The trip took the team by the refineries converting oil shale into oil.

To refine one barrel of oil takes 3 barrels of water that are contaminated and stored outdoors in lakes contained by earthen dams.

The show was a real eye opener.


Sterling


----------



## Passepartout (Oct 24, 2015)

The high cost of cheap fuel. I guess potential environmental damage is preferable to going to war for it, but that's debatable. (comments my own and not intended to start a forbidden discussion here)

Jim


----------



## Kauai Kid (Oct 24, 2015)

*Letter from Her Majesty*

Received a Royal Summons from Her Majesty  Wow:

Once I opened the letter I found the summons was to appear in court or pay a $140 speeding ticket by photo detection that I got in Canmore.

Because it took 9 days to get up to Alberta from Texas I received a warning letter that the fine would be doubled if I didn't pay up right away.  My check for $140 cleared the next day.  Sounded like the next step was extradition.

I'm awaiting a refund from the court since fine was paid in US $ not Canadian Loonies.  So the court owes me a partial refund. :hysterical:

Don't speed in Canmore especially if you are going downhill into town and the road makes a sharp right with the speed limit posted 10 meteres from the photo detection system. 

What is really ironic is the fact I was driving a 4 cylinder underpowered Nissan Sentra that couldn't keep up with the traffic on the Transcontinental HW.

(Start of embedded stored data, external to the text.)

PR #299, opened 2019-08-07
Limiting description of fields in CRD's OpenAPI Schema

droot:
This PR adds support for limiting the description length for fields in OpenAPI Schema. It introduces a parameter `maxDescLen` for CRD generator. 

- Default value (0) means keep the description as-is for backward compatibility
- Negative value (-1) means drop the description field completely
- Positive (n) value will truncate the description to closest sentence boundary if description exceeds `maxDescLen`.

fixes https://github.com/kubernetes-sigs/kubebuilder/issues/906

### DIFF
--- a/pkg/crd/desc_visitor.go
+++ b/pkg/crd/desc_visitor.go
@@ -1,0 +1,78 @@
+/*
+Copyright 2019 The Kubernetes Authors.
+
+Licensed under the Apache License, Version 2.0 (the "License");
+you may not use this file except in compliance with the License.
+You may obtain a copy of the License at
+
+    http://www.apache.org/licenses/LICENSE-2.0
+
+Unless required by applicable law or agreed to in writing, software
+distributed under the License is distributed on an "AS IS" BASIS,
+WITHOUT WARRANTIES OR CONDITIONS OF ANY KIND, either express or implied.
+See the License for the specific language governing permissions and
+limitations under the License.
+*/
+
+package crd
+
+import (
+	"strings"
+	"unicode"
+
+	apiext "k8s.io/apiextensions-apiserver/pkg/apis/apiextensions/v1beta1"
+)
+
+// TruncateDescription truncates the description of fields in given schema if it
+// exceeds maxLen.
+// It tries to chop off the description at the closest sentence boundary.
+func TruncateDescription(schema *apiext.JSONSchemaProps, maxLen int) {
+	EditSchema(schema, descVisitor{maxLen: maxLen})
+}
+
+// descVisitor recursively visits all fields in the schema and truncates the
+// description of the fields to specified maxLen.
+type descVisitor struct {
+	// maxLen is the maximum allowed length for decription of a field
+	maxLen int
+}
+
+func (v descVisitor) Visit(schema *apiext.JSONSchemaProps) SchemaVisitor {
+	if schema == nil {
+		return v
+	}
+	if v.maxLen < 0 {
+		return nil /* no further work to be done for this schema */
+	}
+	if v.maxLen == 0 {
+		schema.Description = ""
+		return v
+	}
+	if len(schema.Description) > v.maxLen {
+		schema.Description = truncateString(schema.Description, v.maxLen)
+		return v
+	}
+	return v
+}
+
+// truncateString truncates given desc string if it exceeds maxLen. It may
+// return string with length less than maxLen even in cases where original desc
+// exceeds maxLen because it tries to chop off the desc at the closest sentence
+// boundary to avoid incomplete sentences.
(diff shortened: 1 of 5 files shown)


go.mod
```diff
@@ -11,6 +11,7 @@ require (
 	github.com/inconshreveable/mousetrap v1.0.0 // indirect
 	github.com/json-iterator/go v1.1.6 // indirect
 	github.com/kr/pretty v0.1.0 // indirect
+	github.com/markbates/inflect v1.0.4
```
mengqiy: We no longer use this.
Now we use `github.com/gobuffalo/flect`.
I can't any place in your code that is using it. So drop this line and then run `go mod tidy`.

pkg/crd/desc_visitor.go
```diff
@@ -0,0 +1,72 @@
...
+	"strings"
+
+	apiext "k8s.io/apiextensions-apiserver/pkg/apis/apiextensions/v1beta1"
+)
+
+// TruncateDescription truncates the description of fields in given schema if it
+// exceeds maxLen.
+// It tries to chop off the description at the closest sentence boundary.
+func TruncateDescription(schema *apiext.JSONSchemaProps, maxLen int) *apiext.JSONSchemaProps {
+	outSchema := schema.DeepCopy()
```
mengqiy: Do we really need to deepcopy it? The schema may be huge.

pkg/crd/gen.go
```diff
@@ -39,6 +39,12 @@ type Generator struct {
 	// Kubernetes API servers.  The storage version's schema will be used as
 	// the CRD's schema.
 	TrivialVersions bool `marker:",optional"`
+
+	// MaxDescLen limits the description length of each field in CRD's OpenAPI schema.
+	//
+	// 0 value (default) indicates no limit on description of fields.
+	// -1 value indicates drop the description for all fields.
+	MaxDescLen int `marker:",optional"`
```
mengqiy: IMO it'd better to change it to a pointer:
- nil means no limit (default)
- 0 means drop description completely
- n means at most n characters

@DirectXMan12 Pointer should work here, right? If not, we probably should fix it.

pkg/crd/desc_visitor_test.go
```diff
@@ -0,0 +1,94 @@
...
+limitations under the License.
+*/
+
+package crd_test
+
+import (
+	. "github.com/onsi/ginkgo"
+	. "github.com/onsi/gomega"
+
+	// . "github.com/onsi/gomega/gstruct"
```
mengqiy: Drop this

pkg/crd/desc_visitor.go
DirectXMan12: eh.  It's probably fine.  It's not like we're doing this at scale.  Although, I'd just move this out of the call, and make `TruncateDescription` not return a value, and then the caller can choose

pkg/crd/desc_visitor.go
```diff
@@ -0,0 +1,72 @@
...
+		return v
+	}
+	if len(schema.Description) > v.maxLen {
+		schema.Description = truncateString(schema.Description, v.maxLen)
+		return v
+	}
+	return v
+}
+
+func truncateString(desc string, maxLen int) string {
```
DirectXMan12: godoc, please

pkg/crd/desc_visitor.go
```diff
@@ -0,0 +1,72 @@
...
+	desc = desc[0:maxLen]
+
+	// Trying to chop off at closest sentence boundary.
+	if n := strings.LastIndexAny(desc, "."); n > 0 {
```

If the Province needs money they should start enforcing the speed limits on the Transcontinental HW.  No one drives the speed limit there.

Thanks for letting me vent,

Sterling


----------



## Meow (Oct 24, 2015)

Kauai Kid said:


> Watched an interesting one hour expose on a canoe trip in Canada from Jasper National Park north to the eventual mouth of the river.
> 
> The trip took the team by the refineries converting oil shale into oil.
> 
> ...



Not sure how a rant, denigrating Canada's Oil Sands Industry, fits in to a forum concerning Timesharing.    I though that one of the rules is not to raise political issues unrelated to the timeshare experience.
What next?  We Canadians putting down your President for vetoing the XL Keystone Pipeline?  Let's stay relevant to the objectives of this forum, please.


----------



## bizaro86 (Oct 26, 2015)

Kauai Kid said:


> Watched an interesting one hour expose on a canoe trip in Canada from Jasper National Park north to the eventual mouth of the river.
> 
> The trip took the team by the refineries converting oil shale into oil.
> 
> ...



If comments like this are allowed, then I'd like to take an opportunity to respond, at least to the factual inaccuracies. 

The Athabasca river doesn't pass refineries, but it does go by oilsands mines. The mines do use water (~2.5 bbl H2O/bbl of oil). The very small sand particles are stored in tailings ponds until the solids settle out. These ponds are being regulated out of existence. 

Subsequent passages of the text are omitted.